Slow cooker pot filled with veggie enchiladas, cooked and topped with cheese.

If you’re vegetarian or looking to eat less meat, here’s a fakeaway just for you.

Filling and satisfying thanks to the beans and butternut squash, with plenty of spices for an aromatic, rich flavour that means you really don’t miss the meat. 

I thought I would give this vegetarian family meal recipe a go as a fakeaway after the success of my Slow Cooker Beef Enchiladas and Slow Cooker Chicken Enchiladas… if they worked so well I wondered if a veggie version would too.

Turns out, the answer is yes!


Why you’ll love this Veggie Enchiladas recipe

⭐ Super simple zero fuss recipe

⭐ Low-cost and healthy store cupboard ingredients

⭐ Ideal as a vegetarian buffet dish


A close up of veggie enchiladas made in the slow cooker.

How we came up with this recipe

The origins of enchiladas date back centuries, where corn tortillas became a staple cuisine in Mexico, evolving from much loved street food to a customisable favourite dish served up with a variety of fillings, toppings and sauces.

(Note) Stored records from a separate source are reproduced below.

PR #2327, opened 2026-08-29
Throw ObjectDisposedException instead of scanning with a disposed context

meziantou:
**Stack 3 of 4 · merges into `fix/amsi-hresult` (#2326) · merge after #2326.**

## The finding

Neither `Dispose` recorded that it ran, and the scan methods go straight to the interop layer, which reads the raw pointer with `DangerousGetHandle()`. That returns the stale pointer after the handle is closed, so:

```csharp
var context = AmsiContext.Create("app");
context.Dispose();
context.IsMalware("anything", "x");   // AmsiScanString with a freed HAMSICONTEXT
```

No exception, no failure code — the freed pointer just goes into the native call. Use-after-dispose is common enough in caller code (a shared context disposed by one path while another still holds it) that a library is expected to turn it into an `ObjectDisposedException`; here it became undefined native behaviour whose crash points at `amsi.dll` rather than at the caller's bug.

`AGENTS.md` also asks for `ObjectDisposedException.ThrowIf` where applicable.

## What changed

Guards on all four scan methods plus `CreateSession`, and on `AmsiSession` a check that the parent context is still alive.

**Note on why this uses an explicit flag rather than `SafeHandle.IsClosed`:** the obvious implementation is `ObjectDisposedException.ThrowIf(_handle.IsClosed, this)`, and it would be wrong. Layer 1 makes the session hold a reference on the context handle, and I verified that `SafeHandle.IsClosed` stays **`false`** after `Dispose()` while any reference is outstanding:

```
after Dispose while ref held: IsClosed=False
  >> ReleaseHandle -> AmsiUninitialize(0x1000)     <-- only after DangerousRelease
```

So `IsClosed` is not a reliable "was `Dispose` called" signal once ref-counting is in play. `AmsiContext` tracks disposal in a `_disposed` field and exposes it internally for `AmsiSession` to check.

## Verification

- 4 tests added (`[RunIf(TestOperatingSystems.Windows)]`): disposed context, disposed session, session whose context was disposed, and double-dispose.
- Public API surface unchanged.

⚠️ Like the rest of the stack, these tests have not been executed — macOS cannot load `amsi.dll`. The Windows CI leg is their first run.

### DIFF
--- a/src/Meziantou.Framework.Win32.Amsi/AmsiContext.cs
+++ b/src/Meziantou.Framework.Win32.Amsi/AmsiContext.cs
@@ -20,6 +20,16 @@ public sealed class AmsiContext : IDisposable
 
     private static readonly AmsiSessionSafeHandle DefaultSession = new();
 
+    private bool _disposed;
+
+    /// <summary>Gets a value indicating whether this context has been disposed.</summary>
+    /// <remarks>
+    /// Tracked separately from the handle: a session holds a reference on the handle, so
+    /// <see cref="System.Runtime.InteropServices.SafeHandle.IsClosed"/> stays <see langword="false"/>
+    /// after <see cref="Dispose"/> until every session is closed.
+    /// </remarks>
+    internal bool IsDisposed => _disposed;
+
     private AmsiContext(AmsiContextSafeHandle context)
     {
         _handle = context;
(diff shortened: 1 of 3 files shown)


meziantou:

These days, the dish has travelled far and wide, and now us Brits regularly dish this up at our tables. 

This is my family-friendly version that is healthy, low cost and super convenient to throw together.

While I do love beef enchiladas and chicken enchiladas too, this recipe is great for vegetarians or if you’d rather omit meat from this dish.


Veggie Enchiladas Ingredients Notes

Ingredients for slow cooker veggie enchiladas on a counter.
  • Butternut squash – You can make this even easier for yourself by frozen chunks! 
  • Onion – You can use one whole fresh onion chopped up, or you can also use about 200g of frozen
  • Passata – I use the small cartons here which are the right size
  • Garlic powder – Not garlic salt! Garlic granules are fine too
  • Mild chilli powder – Use hotter if you dare!
  • Wraps – Wholemeal or regular is fine
  • Sweetcorn – Canned and drained, or use frozen but just allow it a little longer to heat up
  • Cheese – Use whatever you have in or your preference for this dish, I like a mozzarella and cheddar mix for flavour and cheese pull!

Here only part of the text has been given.